A new collaboration between a researcher from the United States’ National Security Agency (NSA) and the University of California at Berkeley offers a novel method for detecting deepfake content in a live video context – by observing the effect of monitor lighting on the appearance of the person at the other end of the video call.
The system works by placing a graphic element on the user’s screen that changes a narrow range of its color faster than a typical deepfake system can respond – even if, like real-time deepfake streaming implementation DeepFaceLive (pictured above), it has some capability of maintaining live color transfer, and accounting for ambient lighting.
The uniform color image displayed on the monitor of the person at the other end (i.e. the potential deepfake fraudster) cycles through a limited variation of hue-changes that are designed not to activate a webcam’s automatic white balance and other ad hoc illumination compensation systems, which would compromise the method.
The theory behind the approach is that live deepfake systems cannot respond in time to the changes depicted in the on-screen graphic, increasing the ‘lag’ of the deepfake effect at certain parts of the color spectrum, revealing its presence.
To be able to measure the reflected monitor light accurately, the system needs to account for and then discount the effect of general environmental lighting that is unrelated to light from the monitor. It is then able to distinguish shortfalls in the measurement of the active-illumination hue and the facial hue of users, representing a temporal shift of 1-4 frames’ difference between each:
The paper concludes:
‘Because of the reasonable trust we place on live video calls, and the growing ubiquity of video calls in our personal and professional lives, we propose that techniques for authenticating video (and audio) calls will only grow in importance.’
The study is titled Detecting Real-Time Deep-Fake Videos Using Active Illumination, and comes from Candice R. Gerstner, an applied research mathematician at the US Department of Defense, and Professor Hany Farid of Berkeley.
Erosion of Trust
The anti-deepfake research scene has pivoted notably in the last six months, away from general deepfake detection (i.e. targeting pre-recorded videos and pornographic content) and towards ‘liveness’ detection, in response to a growing wave of incidents of deepfake usage in video conference calls, and to the FBI’s recent warning regarding the growing use of such technologies in applications for remote work.
Even where a video call transpires not to have been deepfaked, the increased opportunities for AI-driven video impersonators is beginning to generate paranoia.
The new paper states:
‘The creation of real-time deep fakes [poses] unique threats because of the general sense of trust surrounding a live video or phone call, and the challenge of detecting deep fakes in real time, as a call is unfolding.’
The research community has long since set itself the goal of finding infallible signs of deepfake content that can’t easily be compensated for.
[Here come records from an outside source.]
PR #808, opened 2020-04-21
Speed up calfits reading by not deleting header items

jsdillon:
## Description
As a UVCal object is being created, fits header items were being deleted for bookkeeping reasons. For calfits files with very long histories (as was in the case in some H3C data) and small amounts of data, this turned out ot be increasing the runtime by roughly an OOM. Now they are deleted and the bookkeeping is done differently.

Bryna: I pulled Josh's logic out to a utility function that is now called by all three FITS readers (uvfits, calfits, beamfits).

## Types of changes

- [ ] Version change

## Checklist:

Bug fix checklist:

### DIFF
--- a/pyuvdata/utils.py
+++ b/pyuvdata/utils.py
@@ -169,6 +169,63 @@ def _fits_indexhdus(hdulist):
     return tablenames
 
 
+def _get_fits_extra_keywords(header, keywords_to_skip=None):
+    """
+    Get any extra keywords and return as dict.
+
+    Parameters
+    ----------
+    header : FITS header object
+        header object to get extra_keywords from.
+    keywords_to_skip : list of str
+        list of keywords to not include in extra keywords in addition to standard
+        FITS keywords.
+
+    Returns
+    -------
+    dict
+        dict of extra keywords.
+    """
+    # List standard FITS header items that are still should not be included in
+    # extra_keywords
+    std_fits_substrings = [
+        "HISTORY",
+        "SIMPLE",
+        "BITPIX",
+        "EXTEND",
+        "BLOCKED",
+        "GROUPS",
+        "PCOUNT",
+        "BSCALE",
+        "BZERO",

Though the media has typically characterized this in terms of a technological war between security researchers and deepfake developers, most of the negations of early approaches (such as eye blink analysis, head pose discernment, and behavior analysis) have occurred simply because the developers and users were trying to make more realistic deepfakes in general, rather than specifically addressing the latest ‘tell’ identified by the security community.
Throwing Light on Live Deepfake Video
Detecting deepfakes in live video environments carries the burden of accounting for poor video connections, which are very common in video-conferencing scenarios. Even without an intervening deepfake layer, video content may be subject to NASA-style lag, rendering artefacts, and other types of degradation in audio and video. These can serve to hide the rough edges in a live deepfaking architecture, both in terms of video and audio deepfakes.
The authors’ new system improves upon the results and methods that feature in a 2020 publication from the Center for Networked Computing at Temple University in Philadelphia.
The difference in the new work is that it takes account of the way webcams respond to lighting changes. The authors explain:
‘Because all modern webcams perform auto exposure, the type of high intensity active illumination [used in the prior work] is likely to trigger the camera’s auto exposure which in turn will confound the recorded facial appearance. To avoid this, we employ an active illumination consisting of an isoluminant change in hue.
‘While this avoids the camera’s auto exposure, it could trigger the camera’s white balancing which would again confound the recorded facial appearance. To avoid this, we operate in a hue range that we empirically determined does not trigger white balancing.’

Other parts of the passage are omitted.